PR #4782, opened 2025-12-16
#4779 Add Snapshot TransactionIsolationLevel

### LINKED ISSUE #4779: Add Snapshot TransactionIsolationLevel
The transactional attribute currently allows you to choose your isolation level. However, CSLA's TransactionIsolationLevel enum does not include the option for Snapshot.

Add Snapshot as an option to TransactionIsolationLevel. Also the new option needs to be handled in TransactionalDataPortal.GetIsolationLevel

I looked for ways to handle this without this change but the TransactionalDataPortal doesn't seem to be extendable or replaceable.

I would be more than happy to send a PR for this. Hopefully this can be included in a CSLA 9 update!

xal1983:
Closes #4779

### DIFF
--- a/Source/Csla/Core/FieldManager/FieldDataManager.cs
+++ b/Source/Csla/Core/FieldManager/FieldDataManager.cs
@@ -790,7 +790,7 @@ namespace Csla.Core.FieldManager
         _stateStack.Clear();
         if (info.Values.ContainsKey("_stateStack"))
         {
-          var stackArray = info.GetValue<byte[][]>("_stateStack");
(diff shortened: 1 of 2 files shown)


rockfordlhotka:
@xal1983 there's some build issue - please make sure the csla.test.sln builds on your machine.

xal1983:
Hi @rockfordlhotka, interestingly, it builds on VS2022 but fails in 2026. The same issue was fixed on main by casting those values to IEnumerable<byte[]>, so I applied the same fix.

________________________

Lines from the one with "on your machine." through the last line above must be printed exactly; no other line is to appear.

@xal1983 there's some build issue - please make sure the csla.test.sln builds on your machine.

xal1983:
Hi @rockfordlhotka, interestingly, it builds on VS2022 but fails in 2026. The same issue was fixed on main by casting those values to IEnumerable<byte[]>, so I applied the same fix.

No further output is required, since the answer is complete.